実行すると先ほどの共起行列がＰＰＭＩの数値になって出力されています。
[hello］[.]の場合は、
$\large{PMI(’hello’,’．’)=\log_{2}{\frac{1・14　}{2・1　}}}=2.8073$
[say］[goodbye]の場合は、
$\large{PMI(’say’,’goodbye’)=\log_{2}{\frac{1・14　}{4・2　}}}=0.8073$

表にすると共起行列で１の部分が数値があります。先ほどはすべて１でしたが、相互情報量を表現することで、数値に変化が生まれています。

＜次元削減＞

特異値分解（ＳＶＤ）をつかって次元削減を行います。
ＰＰＭＩの表をみるとわかりますが、０が多いので、情報量としていらない物があります。

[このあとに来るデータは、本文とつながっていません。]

PR #276, opened 2024-12-03
Remove left-over multiple-ts limitation from QCheck-STM README

jmid:
IIUC, this limitation was lifted by #247 and #253


n-osborne:
Yes, it was. Thanks for spotting that :-)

そこで、次元削減を行い必要な情報を残しつつ、データを圧縮していきます。

# coding: utf-8
import numpy as np
import matplotlib.pyplot as plt

def preprocess(text):
    text = text.lower()#小文字
    text = text.replace('.', ' .')#文字置き換え
    words = text.split(' ')#分割（英語だからスペースで良い）

    word_to_id = {}
    id_to_word = {}
    for word in words:
        if word not in word_to_id:
            new_id = len(word_to_id)
            word_to_id[word] = new_id
            id_to_word[new_id] = word

    corpus = np.array([word_to_id[w] for w in words])

    return corpus, word_to_id, id_to_word

def create_co_matrix(corpus, vocab_size, window_size=1):
    '''共起行列の作成
    :param corpus: コーパス（単語IDのリスト）
    :param vocab_size:語彙数
    :param window_size:ウィンドウサイズ（ウィンドウサイズが1のときは、単語の左右1単語がコンテキスト）
    :return: 共起行列
    '''
    corpus_size = len(corpus)
    co_matrix = np.zeros((vocab_size, vocab_size), dtype=np.int32)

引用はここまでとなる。